Task item ▸ Output exactly those lines of the data that lie between the line containing "Alternate URLs must" and the final line, both ends counted.

Dataset entries:

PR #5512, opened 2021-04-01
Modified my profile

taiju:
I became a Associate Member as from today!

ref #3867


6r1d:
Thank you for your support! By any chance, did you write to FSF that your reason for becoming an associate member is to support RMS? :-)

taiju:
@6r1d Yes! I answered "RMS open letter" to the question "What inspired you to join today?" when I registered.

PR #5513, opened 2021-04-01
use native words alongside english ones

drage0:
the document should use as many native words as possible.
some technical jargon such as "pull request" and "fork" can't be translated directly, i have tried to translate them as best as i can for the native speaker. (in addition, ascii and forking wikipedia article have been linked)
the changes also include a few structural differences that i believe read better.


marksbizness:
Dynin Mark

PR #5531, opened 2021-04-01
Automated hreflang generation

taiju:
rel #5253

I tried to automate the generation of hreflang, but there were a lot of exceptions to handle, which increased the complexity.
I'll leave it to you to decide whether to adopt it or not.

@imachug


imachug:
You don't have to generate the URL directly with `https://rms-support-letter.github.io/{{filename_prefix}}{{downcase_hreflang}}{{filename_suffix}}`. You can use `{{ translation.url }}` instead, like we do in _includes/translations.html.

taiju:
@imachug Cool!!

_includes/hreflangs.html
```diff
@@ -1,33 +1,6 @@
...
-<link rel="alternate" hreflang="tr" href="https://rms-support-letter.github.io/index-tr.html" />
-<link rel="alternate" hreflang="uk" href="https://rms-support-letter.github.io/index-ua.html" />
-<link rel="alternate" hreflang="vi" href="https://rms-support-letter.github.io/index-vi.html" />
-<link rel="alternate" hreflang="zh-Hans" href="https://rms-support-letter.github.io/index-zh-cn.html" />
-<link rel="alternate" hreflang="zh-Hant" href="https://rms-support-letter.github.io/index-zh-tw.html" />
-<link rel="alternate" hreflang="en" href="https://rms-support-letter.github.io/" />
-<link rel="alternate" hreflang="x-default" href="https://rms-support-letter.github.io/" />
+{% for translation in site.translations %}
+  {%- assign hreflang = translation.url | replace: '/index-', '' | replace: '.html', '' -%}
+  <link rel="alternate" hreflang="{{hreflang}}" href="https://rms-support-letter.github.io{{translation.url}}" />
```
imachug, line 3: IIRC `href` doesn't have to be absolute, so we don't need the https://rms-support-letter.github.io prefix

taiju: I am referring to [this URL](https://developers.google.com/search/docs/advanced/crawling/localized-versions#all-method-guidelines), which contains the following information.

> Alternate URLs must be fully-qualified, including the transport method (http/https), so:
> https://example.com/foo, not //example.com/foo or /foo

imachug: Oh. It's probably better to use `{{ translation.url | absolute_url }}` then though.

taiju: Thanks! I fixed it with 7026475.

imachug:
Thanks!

Output of the exercise ▸
> Alternate URLs must be fully-qualified, including the transport method (http/https), so:
> https://example.com/foo, not //example.com/foo or /foo

imachug: Oh. It's probably better to use `{{ translation.url | absolute_url }}` then though.

taiju: Thanks! I fixed it with 7026475.

imachug:
Thanks!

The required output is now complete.